◆ WORK TO COMPLETE ◆
Every line that contains the word "false" should be copied from the records below.

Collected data
--------

PR #3271, opened 2026-08-27
[UpdateWorkflow] Remove the fuser pre-check before shared storage unmount

hehe7318:
### Description of changes
`fuser -mv <mount point>` ran before every EBS, EFS and FSx unmount and only logged its output, but it blocks in an uninterruptible kernel wait when the storage server is unreachable, so the Chef run never reaches the unmount. `timeout 10` cannot help: Chef enforces it while waiting on the child, and such a process cannot be reaped.

The `umount -fl`(force+lazy) needs no knowledge of who holds the mount.

### Tests
* All the spec test passed

### Checklist


CHANGELOG.md
```diff
@@ -6,6 +6,9 @@ This file is used to list changes made in each version of the AWS ParallelCluste
 3.17.0
 ------
 
+**BUG FIXES**
+- Fix cluster update hanging and eventually failing when a node has an unresponsive shared storage mount by no longer running `fuser` on the mount point before unmounting it.
```
gmarciani: This changelog entry seems overstating. 
I agree with the removal of checking active processes before unmount. However, the fix is not enough to prevent the hanging. If the storage is unresponsive, we know that the cluster update may hang on the gates.

hehe7318: Refined to:
Fix cluster update hanging on the `fuser` probe that ran before every shared storage unmount when the storage was unresponsive.

Does it look good to you?

gmarciani (approved):

PR #3278, opened 2026-09-09
Ship only AWS CLI v2 in ParallelCluster AMIs

hehe7318:
### Description of changes
ParallelCluster AMIs shipped two AWS CLIs: v2 at `/usr/local/bin/aws`, installed system-wide by the `awscli` recipe, and v1 inside the cookbook virtualenv. The v1 copy came from the `awscli` entry in `cookbook_virtualenv/requirements.txt`: AWS CLI v2 is not published on PyPI, so `pip install awscli` always resolves to v1.

This PR makes the cookbook use only the system-wide AWS CLI v2:

* Add a `cluster/aws_cli_bin` attribute (`/usr/local/bin/aws`) and repoint every `#{cookbook_virtualenv_path}/bin/aws` call to it.
* Remove `awscli` from `cookbook_virtualenv/requirements.txt`.
* Install the cookbook virtualenv dependencies from S3 with `pip install -r cookbook-requirements.txt -f ./ --no-index` instead of `pip install *`. The pre-built bundle is used as an offline package index, so `requirements.txt` is the single source of truth for both install paths and the virtualenv stops picking up `awscli` (and its exclusive dependencies `colorama`, `docutils`, `rsa`, `pyasn1`) without rebuilding the S3 bundle.
* Invert the `awscli` InSpec control: `/usr/local/bin/aws` must be v2 and the cookbook virtualenv must not contain `awscli`.

No S3 artifact needs to be uploaded or removed. With this change the extra wheel is simply not installed.

Side effect: in air-gapped environments, the node package presign no longer needs the extra SigV4 configuration that AWS CLI v1 required.

### Tests
* ChefSpec for `aws-parallelcluster-platform`, `aws-parallelcluster-computefleet` and `aws-parallelcluster-slurm` (0 failures); cookstyle clean.
* pip dry-run of `requirements.txt` against the live `pypi-cookbook-dependencies-3.14-x86_64.tgz` bundle resolves 22 packages with the same versions as today, `awscli` excluded.
* `pcluster build-image` (alinux2023, x86_64) with this cookbook through the production install path, i.e. the S3 bundle that still contains `awscli-1.44.18`: build succeeded, the cookbook virtualenv contains the 22 packages from `requirements.txt` and no `awscli`/`bin/aws`, `/usr/local/bin/aws` is `aws-cli/2.36.40`, and the node package presign through CLI v2 worked.
* Cluster created from the resulting AMI. chef-client.log shows every call going through `/usr/local/bin/aws`.

### DIFF
--- a/cookbooks/aws-parallelcluster-computefleet/recipes/config/fleet_status.rb
+++ b/cookbooks/aws-parallelcluster-computefleet/recipes/config/fleet_status.rb
@@ -53,7 +53,7 @@ when 'HeadNode'
   unless on_docker? || kitchen_test? && !node['interact_with_ddb']
     execute 'initialize compute fleet status in DynamoDB' do
       # Initialize the status of the compute fleet in the DynamoDB table. Set it to RUNNING.
-      command "#{node['cluster']['aws_cli_bin']} dynamodb put-item --table-name #{node['cluster']['ddb_table']}"\
+      command "/usr/local/bin/aws dynamodb put-item --table-name #{node['cluster']['ddb_table']}"\
               " --item '{\"Id\": {\"S\": \"COMPUTE_FLEET\"}, \"Data\": {\"M\": {\"status\": {\"S\": \"RUNNING\"}, \"lastStatusUpdatedTime\": {\"S\": \"#{Time.now.utc}\"}}}}'" \
               " --region #{node['cluster']['region']}"
       retries 3
--- a/cookbooks/aws-parallelcluster-computefleet/recipes/config/fleet_status.rb
+++ b/cookbooks/aws-parallelcluster-computefleet/recipes/config/fleet_status.rb
@@ -53,7 +53,7 @@ when 'HeadNode'
   unless on_docker? || kitchen_test? && !node['interact_with_ddb']
     execute 'initialize compute fleet status in DynamoDB' do
       # Initialize the status of the compute fleet in the DynamoDB table. Set it to RUNNING.
-      command "#{cookbook_virtualenv_path}/bin/aws dynamodb put-item --table-name #{node['cluster']['ddb_table']}"\
+      command "#{node['cluster']['aws_cli_bin']} dynamodb put-item --table-name #{node['cluster']['ddb_table']}"\
               " --item '{\"Id\": {\"S\": \"COMPUTE_FLEET\"}, \"Data\": {\"M\": {\"status\": {\"S\": \"RUNNING\"}, \"lastStatusUpdatedTime\": {\"S\": \"#{Time.now.utc}\"}}}}'" \
               " --region #{node['cluster']['region']}"
       retries 3
--- a/cookbooks/aws-parallelcluster-platform/files/cookbook_virtualenv/requirements.txt
+++ b/cookbooks/aws-parallelcluster-platform/files/cookbook_virtualenv/requirements.txt
@@ -3,7 +3,6 @@ supervisor
 requests
 jsonschema
 jinja2
-requests
 PyYAML
 retrying
 click
--- a/cookbooks/aws-parallelcluster-platform/files/cookbook_virtualenv/requirements.txt
+++ b/cookbooks/aws-parallelcluster-platform/files/cookbook_virtualenv/requirements.txt
@@ -1,4 +1,3 @@
-awscli
 boto3
 supervisor
 requests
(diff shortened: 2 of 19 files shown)


cookbooks/aws-parallelcluster-computefleet/recipes/config/fleet_status.rb
```diff
@@ -53,7 +53,7 @@
   unless on_docker? || kitchen_test? && !node['interact_with_ddb']
     execute 'initialize compute fleet status in DynamoDB' do
       # Initialize the status of the compute fleet in the DynamoDB table. Set it to RUNNING.
-      command "#{cookbook_virtualenv_path}/bin/aws dynamodb put-item --table-name #{node['cluster']['ddb_table']}"\
+      command "#{node['cluster']['aws_cli_bin']} dynamodb put-item --table-name #{node['cluster']['ddb_table']}"\
```
gmarciani: why do we need an attribute to control the installation path of aws cli?

If there is a valid reason for that path to be an attributed, then we must use the same attribute when we install the awscli at `install awscli`.

[minor] To be consistent with other attributes related to dependencies, this attribute should be rather be named `node['cluster']['aws_cli']['install_dir']`, similarly to `node['cluster']['slurm']['install_dir']`

cookbooks/aws-parallelcluster-platform/files/cookbook_virtualenv/requirements.txt
gmarciani: Since we are touching this file, can we remove the duplicate `requests` in a dedicated commit

cookbooks/aws-parallelcluster-computefleet/recipes/config/fleet_status.rb
hehe7318: No real reason: the awscli recipe installs the CLI at a fixed location, so the attribute only half-abstracted the path. Removed it and hardcoded `/usr/local/bin/aws`.

cookbooks/aws-parallelcluster-platform/files/cookbook_virtualenv/requirements.txt
hehe7318: Great catch! Done!

cookbooks/aws-parallelcluster-platform/test/controls/awscli_spec.rb
```diff
@@ -10,23 +10,32 @@
...
+  # AWS CLI v2 is not published on PyPI, so any awscli package in the virtualenv would be v1.
   describe bash("#{node['cluster']['cookbook_virtualenv_path']}/bin/pip list") do
     its('exit_status') { should eq(0) }
-    its('stdout')      { should match('awscli') }
+    its('stdout')      { should_not match('awscli') }
   end
 
-  describe file('/usr/local/bin/aws') do
-    it { should exist }
+  describe file("#{node['cluster']['cookbook_virtualenv_path']}/bin/aws") do
```
gmarciani, line 32: [minor] This test used to verify the existance of a path. now it is overkilling to test the non existance. It is enough to verify that pip list does not contain aws-cli

cookbooks/aws-parallelcluster-computefleet/recipes/config/fleet_status.rb
gmarciani: I agree with not exposing a chef attribute to customize the installation of awscli (overkilling and expands the customization surface exposed to users which can cause noise and ops load).

However, hardwiring the same path multiple times is not the best practice here. we shoudl avoid redefining paths, and instead have a constant.

hehe7318: Done!

cookbooks/aws-parallelcluster-platform/test/controls/awscli_spec.rb
hehe7318: Done!

cookbooks/aws-parallelcluster-platform/recipes/install/awscli.rb
gmarciani: You must inject the new aws cli path constant here

hehe7318: Thanks! Great catch, fixed.

gmarciani (approved):

PR #1468, opened 2023-11-20
Update to ezno-checker 0.0.12

kaleidawave:
Work in progress.

Updates the ezno checker integration from the June release to now

### DIFF
--- a/Cargo.lock
+++ b/Cargo.lock
@@ -694,9 +694,9 @@ dependencies = [
 
 [[package]]
 name = "ezno-checker"
-version = "0.0.4"
+version = "0.0.12"
 source = "registry+https://github.com/rust-lang/crates.io-index"
-checksum = "ce89c36282d2e7e84de91cca6c2c32ba11f4839ae8c73fb7cc0024411ab28521"
+checksum = "8f248ba818d385204ff072d04f3c9c70b2f617550da17d0fb5772a569f34abef"
 dependencies = [
  "bimap",
  "binary-serialize-derive",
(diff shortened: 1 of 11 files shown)


kaleidawave:
This branch is still is a way to go. I thought I could do it this evening but having some problems with lifetimes here:

https://github.com/oxc-project/oxc/blob/499922e6818aa03ee38f7bf94dbfcaf19b4b95b1/crates/oxc_type_synthesis/src/lib.rs#L24-L32

Will work on creating a MRE. The current synthesis API is built for the non-lifetime based AST of my own parser. As all Oxc AST has a lifetime I need to figure out how introduce the lifetimes into the existing APIs.

---

Once that has been fixed, I still need to fix up all the current `todo!()`s and add use the new API stuff

Boshen:
> This branch is still is a way to go. I thought I could do it this evening but having some problems with lifetimes here:
> 
> https://github.com/oxc-project/oxc/blob/499922e6818aa03ee38f7bf94dbfcaf19b4b95b1/crates/oxc_type_synthesis/src/lib.rs#L24-L32
> 
> Will work on creating a MRE. The current synthesis API is built for the non-lifetime based AST of my own parser. As all Oxc AST has a lifetime I need to figure out how introduce the lifetimes into the existing APIs.
> 
> Once that has been fixed, I still need to fix up all the current `todo!()`s and add use the new API stuff

Are there any unsafe Rust hackery that could ease the pain?

kaleidawave:
Don't think so, it is a issue with Rust traits, impls and types. Looks like a change needs to be made to  [ezno-checker](https://github.com/kaleidawave/ezno), I think all the AST associated types (apart from `OwnedModule`) need a lifetime parameter. Should compile after then, but means that existing items have to include explicit lifetimes (unfortunately doesn't look like Rust lifetime elision works here)

Here is a example of the fix: https://play.rust-lang.org/?version=stable&mode=debug&edition=2021&gist=47a251281f532f35cd231070a548bfdb

Boshen:
Closing due to outdated.

PR #1477, opened 2023-11-21
feat(linter): `anchor-is-valid` for eslint-plugin-jsx-a11y

msdlisper:
try to implement `anchor-is-valid` for #1141


msdlisper:
Currently, I have implemented the base; the remaining work will be done when polymorphic components are supported.

crates/oxc_linter/src/rules/jsx_a11y/anchor_is_valid.rs
```diff
@@ -0,0 +1,682 @@
...
+                    if str_lit.value.is_empty() {
+                        return true;
+                    }
+                    if str_lit.value == "#" {
+                        return true;
+                    }
+                    if str_lit.value == "javascript:void(0)" {
+                        return true;
+                    }
+                    return false;
```
IWANABETHATGUY, line 142:
```suggestion
                  return str_lit.value.is_empty() || str_lit.value == "#" || str_lit.value == "javascript:void(0)"
```

crates/oxc_linter/src/snapshots/anchor_is_valid.snap
```diff
@@ -0,0 +1,89 @@
...
+   ╭─[anchor_is_valid.tsx:1:1]
+ 1 │ <a href={null} />
+   ·  ─
+   ╰────
+  help: Provide a correct href for the `a` element.
+
+  × Unterminated string
+   ╭─[anchor_is_valid.tsx:1:1]
+ 1 │ <a href=' />;
+   ·         ─────
```
Boshen, line 30: Is this a broken test or indented?

msdlisper: I had noticed this,  I found that OXC generates this AST in this case. So, I thought it should not hit this rule🧐
```
{
  "type": "Program",
  "start": 0,
  "end": 0,
  "sourceType": {
    "language": {
      "typeScript": {
        "isDefinitionFile": false
      }
    },
    "moduleKind": "module",
    "variant": "jsx",
    "alwaysStrict": false
  },
  "directives": [],
  "hashbang": null,
  "body": []
}
```

Boshen: So is this intended, we need a comment explaining it if this is the case.

msdlisper: This is not intentional, so have we commented out this case and made remarks?

Boshen: I just checked the source, this is actually intended to be parse error.

PR #1490, opened 2023-11-21
feat(linter): eslint-plugin-unicorn numeric-separators-style (style)

sirreal:
Part of #684.

Add eslint unicorn's [numeric-separators-style](https://github.com/sindresorhus/eslint-plugin-unicorn/blob/main/docs/rules/numeric-separators-style.md) rule.

Todo:
- [x] Implement decimal exponent number linting/formatting
- [x] Add more test cases
- [x] Add test cases for configuration
- [x] Add configurationa
- [x] Address performace issues


crates/oxc_linter/src/snapshots/numeric_separators_style.snap.new
Boshen, line 1: Don't forget to `cargo insta accept`

Boshen:
Good work!

It seems like there are some serious performance regressions here, please let us know if you need a little help.

sirreal:
I think this PR is ready from a _correctness_ perspective. I believe the rule is behaving as expected. However [as noted](https://github.com/oxc-project/oxc/pull/1490#issuecomment-1822014131) and flagged by the benchmark CI, there are some unacceptable performance regressions.

I'm not an expert Rust programmer and am new to this project, so I could use some help. I'm not sure how best to profile the benchmarks so that I can identify the problems and optimize.

My intuition is that building the formatted numeric strings for every numeric or bigint literal is probably the source of the regression, but I'd like to confirm that before attempting to fix it. From a simplicity perspective, it's appealing to build the formatted string and compare with the original to know if its valid. I have some ideas for improvement there, but if someone with more experience has advice, again it would be appreciated.

Thanks in advance 🙇

sirreal:
I've addressed the performance regressions 🎉  This is now ready for review. 

For posterity, I installed [cargo-flamegraph](https://github.com/flamegraph-rs/flamegraph) and ran (roughly) the following:

```sh
cargo flamegraph --dev --bench linter -p oxc_benchmark
```

This helped to identify that the vast majority of the time was spent in `format_decimal` and specifically creating a `Regex`:

Screenshot 2023-11-29 at 21 41 39

From there, it was a quick fix to use `lazy_static` to create the regex once and reuse it.

crates/oxc_linter/src/rules/unicorn/numeric_separators_style.rs
```diff
@@ -0,0 +1,667 @@
...
+};
+use oxc_macros::declare_oxc_lint;
+use oxc_span::Span;
+use regex::Regex;
+
+use crate::{context::LintContext, fixer::Fix, rule::Rule, AstNode};
+
+#[derive(Debug, Error, Diagnostic)]
+#[error("eslint-plugin-unicorn(numeric-separators-style): Enforce the style of numeric separators by correctly grouping digits")]
+#[diagnostic(severity(error), help("Invalid group length in numeric value."))]
```
Boshen, line 18: Should be `severity(warning)`, all lints are warnings.

Boshen: It feels like the error message should be "Invalid group length in numeric value." and the help message be something like "Long numbers can become really hard to read, so cutting it into groups of digits, separated with a _, " (from their README)

crates/oxc_linter/src/rules/unicorn/numeric_separators_style.rs
```diff
@@ -0,0 +1,667 @@
...
+        }
+        SeparatorDir::Left => {
+            let mut pos = config.group_length;
+            while pos < s.len() {
+                s.insert(pos, '_');
+                pos += config.group_length + 1;
+            }
+        }
+    }
+}
```
Boshen, line 83: Shall we move all these below `impl Rule for NumericSeparatorsStyle {` so that `declare_oxc_lint` is at the top?

crates/oxc_linter/src/rules/unicorn/numeric_separators_style.rs
```diff
@@ -0,0 +1,667 @@
...
+
+impl NumericSeparatorsStyle {
+    //
+    // Numbers
+    //
+    fn format_number(&self, number: &NumberLiteral) -> String {
+        match number.base {
+            oxc_syntax::NumberBase::Binary => self.format_binary(number.raw),
```
Boshen, line 185: nit: you can add `use oxc_syntax::NumberBase`; to the top of this function.

crates/oxc_linter/src/rules/unicorn/numeric_separators_style.rs
sirreal: Severity is now `warning`.

I updated the error and help messages, let me know if you'd prefer something else. I tried to find a concise, clear, and descriptive help text.

Error (this is from unicorn's error message):

> Invalid group length in numeric value.

Help:

> Group digits with numeric separators (_) so longer numbers are easier to read.

Boshen:
Thank you for working on this!

PR #1492, opened 2023-11-22
feat(task/prettier-confromance): ignore tests with non-standard syntax

Dunqing:

PR #1493, opened 2023-11-22
feat(task/prettier-confromance): escape template literal

Dunqing:


Dunqing:
* main
  * **PR #1491** <a href="https://app.graphite.dev/github/pr/oxc-project/oxc/1491?utm_source=stack-comment-icon" target="_blank">Graphite</a> 
    * **PR #1492** <a href="https://app.graphite.dev/github/pr/oxc-project/oxc/1492?utm_source=stack-comment-icon" target="_blank">Graphite</a> 
      * **PR #1493** <a href="https://app.graphite.dev/github/pr/oxc-project/oxc/1493?utm_source=stack-comment-icon" target="_blank">Graphite</a>  👈

This [stack of pull requests](https://stacking.dev/?utm_source=stack-comment) is managed by [Graphite](https://app.graphite.dev/github/pr/oxc-project/oxc/1493?utm_source=stack-comment).

tasks/prettier_conformance/src/lib.rs
```diff
@@ -238,7 +238,8 @@ impl TestRunner {
             if snapshot_line.is_empty() { String::new() } else { title_snapshot_options }
         );
 
-        let output = Self::prettier(path, input, prettier_options);
+        let output = Self::prettier(path, input, prettier_options).replace('`', "\\`");
```
Boshen, line 241: This is confusing, I'll take a look at the root cause.

Dunqing: The root cause is that the test snapshot is wrapped by `. So the template literal needs to escape
```
exports[`call.js format 1`] = ` //  you can see end of this line 
xxxxxxx
xxxxxx
xxxxxx
` // and this
```

Boshen: Does it make sense to extract these from the AST instead of doing a catch all `file.contains(output)`? Although this will require a lot of work :-(

Boshen: It should be easy to extract all the exported strings and compared them. 

We can then eventually do a `exports[file]` inside our test runner get all the strings.

Dunqing: > Does it make sense to extract these from the AST instead of doing a catch all file.contains(output)? Although this will require a lot of work :-(

But that's something we need to escape anyway

Boshen: I see, let's merge. We can always improve this part later.

Boshen:
### Merge activity

* **Nov 22, 2:31 AM**: @Boshen merged this pull request with [Graphite](https://app.graphite.dev/github/pr/oxc-project/oxc/1493).

PR #1496, opened 2023-11-22
refactor(parser) Updated comments mentioning the ecma specification section 12.x

JonaAnders:
The ECMA specification seems to added the "Tokens" section to the specification as 12.6. This pushed all the other sections down, resulting in e.g. former 12.6 now being 12.7. Comments in the parser mention this part of the specification. All the mentions of section 12.6+ therefor are outdated now. This pull request tries to fix that by updating all the comments.


IWANABETHATGUY (approved):
Thanks

Issue #1164, opened 2023-11-06
feat(linter): regex parser


Ubugeeei:
Implement a regular expression parser equivalent to [@eslint-community/regexpp](https://github.com/eslint-community/regexpp).

Todo:
- [ ] Consider how to handle [Maneren's branch](https://github.com/Maneren/oxc/tree/regex)
  - [ ] Check if any part can be integrated
  - [ ] See if the remaining issues can be shared in this repository
- [ ] Document the rules requiring the implementation of the parser as pending

Ref: https://github.com/web-infra-dev/oxc/issues/611

Boshen:
Let's do this incrementally with proper testing, we can cherry-pick some of the code from [Maneren's branch](https://github.com/Maneren/oxc/tree/regex)

My requirements: 

1. 100% test coverage
2. use the same infra from `oxc_parser`, i.e. allocate the AST on `oxc_allocator` for maximum performance

Ubugeeei:
## Roadmap (Draft) (For Contributors)

- [ ] Definition of AST
  - [ ] Understanding of oxc infrastructure
    - [ ] Understanding of oxc_allocator
    - [ ] Understanding of oxc_span
  - [ ] Writing in Rust
    Refer to https://github.com/eslint-community/regexpp/blob/2e8f1af992fb12eae46a446253e8fa3f6cede92a/src/ast.ts
- [ ] Lexer (?)
  - [ ] Reading and understanding points to note (mainly performance requirements) from https://oxc-project.github.io/javascript-parser-in-rust/en/docs/lexer
  - [ ] Enumeration of Tokens
  - [ ] Implementation of Lexer (If possible, I would like to submit small PRs by dividing)
    - [ ] Writing tests (?)
- [ ] Parser, Validator
  - [ ] Implementing incrementally by narrowing down the target AST
    ※ Tasks will be added as needed
    - [ ] Understanding test262 https://github.com/tc39/test262/tree/main/test/language/literals/regexp
    - [ ] Implementation of parser and test
- [ ] Visitor

Boshen:
@Ubugeeei Nice work!

IWANABETHATGUY:
Hello, I saw it has been 3 weeks since your last pr, are you still interested in this feature, or can I continue your work?

Boshen:
@Ubugeeei is too busy with other stuff (vapor mode I guess?). Feel free to assign this to yourself @IWANABETHATGUY

Ubugeeei:
[...]

PR #1500, opened 2023-11-22
Initialize JS Regex crates and def AST.

ubugeeei:
ref: https://github.com/oxc-project/oxc/issues/1164

I have initialized a crate for handling JavaScript Regexp and defined the AST.
I implemented the AST while referring to [eslint-community/regexpp](https://github.com/eslint-community/regexpp/blob/2e8f1af992fb12eae46a446253e8fa3f6cede92a/src/ast.ts).

Review Points:

- Is the crate name appropriate?
- Are the crate settings appropriate? (I'm not very sure what should be done.)
- Is the method of defining the AST correct? (Usage of Vex and Box)
- Is the AST definition accurate? (It might be hard to tell if the information is sufficient without implementing a parser or visitor.)
  - Is the documentation appropriate?

---

This is my first PR for Rust code to OXC! Please check it out!
Thank you always for your kindness. It's really helpful. 🙏🏻


crates/oxc_js_regex/src/ast.rs
```diff
@@ -0,0 +1,387 @@
...
+#[derive(Debug)]
+pub struct Backreference<'a> {
+    pub span: Span,
+    pub reference: BackreferenceRef,
+    pub resolved: CapturingGroup<'a>,
+}
+
+/// The flags.
+#[derive(Debug)]
+pub struct Flags {
```
IWANABETHATGUY, line 377: `bitflags` is a better choice here, since it could save more space, you could refer https://github.com/oxc-project/oxc/blob/c934d93713b5b5fd577d704a9e5063518e546719/crates/oxc_semantic/src/node.rs#L13-L21 for more details.

Ubugeeei: Thank you! I didn't know that (I should have looked at other implementations a bit more).

---

While I was exploring how to use bit flags, I accidentally stumbled upon a similar implementation for flags in the JS AST. 

So, it's okay to disregard this and go ahead with a unique implementation in js_regex, right? 
(Seems like the only option?)

The crate I've created is intended to provide a more detailed Regex AST and parser.

https://github.com/oxc-project/oxc/blob/c934d93713b5b5fd577d704a9e5063518e546719/crates/oxc_ast/src/ast/literal.rs#L142-L155

crates/oxc_js_regex/Cargo.toml
```diff
@@ -0,0 +1,19 @@
...
+categories.workspace   = true
+description.workspace  = true
+edition.workspace      = true
+homepage.workspace     = true
+keywords.workspace     = true
+license.workspace      = true
+repository.workspace   = true
+rust-version.workspace = true
+
+# See more keys and their definitions at https://doc.rust-lang.org/cargo/reference/manifest.html
```
Boshen, line 15: Let's remove this comment and add:

```
[lints]
workspace = true

[lib]
doctest = false
```

crates/oxc_js_regex/Cargo.toml
```diff
@@ -0,0 +1,19 @@
+[package]
+name                   = "oxc_js_regex"
+version                = "0.0.0"
+publish                = false
+authors.workspace      = true
```
Boshen, line 5: You may add your name here 😁

Boshen (commented):
Re review points: yes to all questions!

Let's start merging after [lints] get added.

crates/oxc_js_regex/src/ast.rs
Ubugeeei: @Boshen

Boshen: We can change this later.

Boshen:
Nice work! You hands are getting Rusty ;-)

--------

◆ SOLUTION TO THE PROBLEM ◆
+                    return false;
        "isDefinitionFile": false
    "alwaysStrict": false
doctest = false
+publish                = false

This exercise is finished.